Pythagorean Theorem/Miracle
I want to share an interesting puzzle that I encountered and finally was able to figure it out. Here is how it goes. Having the gradient of a two-variable function f(x, y) at point (x0, y0) to be equal (2, 1); What is the best direction to go in order to increase the function considering you have a certain step budget denoted by g? This is where the contention begins.
I think that it is intuitively better to only walk in the direction of x since there you would get twice as much as the progress if you would walk in the y-direction. And spending any fraction of your step g in the direction of y seems wasteful. Hence, I would only walk along the x-axis to increase my function.
However, mathematicians say another thing. Resorting to the definition of the gradient which is “the direction at which maximum increase can be attained”, one should move in the direction of the gradient which is (2, 1). This seems so counterintuitive! Why should I care about the less promising axis which in this case is y? I do not like the less fruitful direction.
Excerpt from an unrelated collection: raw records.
PR #2820, opened 2021-09-30
fix(form-builder): add fix for reference input when it's disabled

RitaDias:
### Description

This fixes a problem with IntentLinks that is passed the disabled prop or in other ways isn't "ready", as with the link in the reference input.

image

Before this fix you could click the intent link, and it just sent you to a non-existing url `/intent/edit//`, which in turn gave you an error screen.

### What to review

- Make sure that you cannot click on the link (no navigation) when the reference input is empty
- Make sure that the title anchor (even when empty) shows the right text (should be empty when the anchor is empty)

### Notes for release

Fixed JS error when clicking intent links in empty reference inputs

### DIFF
--- a/packages/@sanity/base/src/components/IntentButton.tsx
+++ b/packages/@sanity/base/src/components/IntentButton.tsx
@@ -11,5 +11,5 @@ export function IntentButton(
     params: Record<string, string>
   }
 ) {
-  return props.disabled ? <Button {...props} as={'a'} /> : <Button {...props} as={IntentLink} />
+  return props.disabled ? <Button {...props} as="a" /> : <Button {...props} as={IntentLink} />
 }
--- a/packages/@sanity/base/src/components/IntentButton.tsx
+++ b/packages/@sanity/base/src/components/IntentButton.tsx
@@ -11,5 +11,5 @@ export function IntentButton(
     params: Record<string, string>
   }
 ) {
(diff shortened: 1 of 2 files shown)


packages/@sanity/base/src/components/IntentButton.tsx
```diff
@@ -11,5 +11,5 @@ export function IntentButton(
     params: Record<string, string>
   }
 ) {
-  return <Button {...props} as={IntentLink} />
+  return props.disabled ? <Button {...props} as="a" /> : <Button {...props} as={IntentLink} />
```
sjelfull, line 14: A link without `href` doesn't have an implicit `link` role, so I suggest we add these attributes:

```suggestion
  return props.disabled ? <Button {...props} as="a" role="link" aria-disabled="true" /> : <Button {...props} as={IntentLink} />
```

[Source](https://www.scottohara.me/blog/2021/05/28/disabled-links.html)

sjelfull (changes requested):

packages/@sanity/base/src/components/IntentButton.tsx
RitaDias: Big brain! 🧠

sjelfull (approved):

bjoerge (approved):

PR #2831, opened 2021-10-05
feat(core): add support for groq-powered webhooks

rexxars:
### Description

This PR adds support for the `sanity hook` commands to work with GROQ-powered webhooks. This is primarily done by upgrading the API version for the list commands, and replacing the creation logic with opening a browser on the management interface (in a later revision we'll put in the work to make the creation flow work within the CLI too, but there's a bit too many variables to fit within scope right now)

### What to review

- Does the code make sense?
- Do the commands work as expected? (`npm run build && cd examples/test-studio && ../../packages/@sanity/cli/bin/sanity hook create` et al)

### Notes for release

- Added support for GROQ-powered webhooks in the `sanity hook` CLI commands


kmelve (approved):
Awesome work! 

I found some usability issues, but I wonder if they're outside the scope of this PR, since they were there before as well.

rexxars:
> I found some usability issues, but I wonder if they're outside the scope of this PR, since they were there before as well.

Let's revisit them when we take another pass at this with creation flow etc.

PR #3503, opened 2022-08-10
fix(form): use most specific title for schema type in modal header

rexxars:
### Description

When the schema type used for array members did not have a title, it displayed `Edit undefined` in the header. This PR makes it look up the most specific title in the schema type chain, falling back to the schema type name when unable to go any further. 

I also investigated a bit and it looks like `file` and `image` etc never had a title. Was this intentional? I've added titles to all the base schema types - maybe _that_ is the real fix here? Let me know if that is a bad idea, or if we should drop the title lookup helper and just stick with the titles in the schema definitions 👍  

Before:
image

After:
image

### Notes for release

- Fixed a bug where object modals would sometimes display "Edit undefined" in the header


bjoerge (approved):
🙌🏼

PR #3505, opened 2022-08-11
fix(form): focus issue on `ArrayItem`

hermanwikner:
### Description

This PR fixes an issue where the menu button in `ImageInput` lost focus when in an `ArrayItem`, and therefore could not be used. This can be considered a quick fix – and I think this is something we should try to improve at a later point.

The problem seemed to be that `ArrayItem` took focus, and the solution here is to only enable focus of `ArrayItem` when the dialog of that item is closed.

### What to review

1. Navigate to [this document in the test-studio](http://localhost:3333/test/content/input-standard;arraysTest;dc22742c-6b3f-4b68-a03c-d43c7c411e52) and scroll down to **Image array (with defaults)**.
2. Add and then open the item
3. The `Select` menu on the `ImageInput` should be usable.

### Notes for release

fix(form): focus issue on `ArrayItem`


bjoerge (commented):
This is a great pragmatic fix, although I now wonder why we render the dialog inside the item element in the first place. Curious whether moving the dialog to outside of the <ArrayItem would be an alternative (and possibly less hacky) way to fix the issue?

hermanwikner:
> This is a great pragmatic fix, although I now wonder why we render the dialog inside the item element in the first place. Curious whether moving the dialog to outside of the <ArrayItem would be an alternative (and possibly less hacky) way to fix the issue?

I agree, I don't really see why it is rendered inside `ArrayItem`. However, I tested to move the dialog outside of `ArrayItem` but the focus issue persisted. @bjoerge

bjoerge (approved):
Aight, thanks for checking :)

After a great deal of research and adventure, finally, I found what is wrong with my intuition. I call it the “Miracle of the Pythagorean Theorem.” Imagine your step budget is g=13. If you only move in the direction of x which my intuition dictates, you would get a 26=13*2 points increase in your function. But we know that 13² = 12² + 5² and 13² = 13² + 0². This means that in Pythagorean Theorem you can trade 1 portion of your step in the direction of x and get 5 portions of step in the direction of y. Accordingly, your increase in the function would be 29=12*2 + 5*1 > 26=13*2.
This improvement was achieved because we walked in the direction of (12, 5) as compared to (13, 0). The hidden aspect that I was missing in my intuition is that the Pythagorean Theorem allows you to trade 1 portion of step in the x-axis and get 5 portions in the y-axis.
To be more clear, when you spend your step budget g=13 in the direction of (12, 5) as opposed to only walking in the direction of (13, 0), it is as if your step size was extended to 17 from 13. It is as if you moved 5 portions of step in the direction of y (5 points increase) and 12 portions of step in the direction of x (24 points increase). And that is the foundation of this counterintuitive observation.
This is the fault of a one-dimensionality mindset which presumes that it is better to spend all your step budget in the best (one) dimension and ignore other (seemingly unattractive) dimensions. I am thinking perhaps everything else such as life, career, development, and research, follow the same rule. If this is true, we better not reject minor improvements in other dimensions. Nevertheless, we should draw a line between exploration and distraction.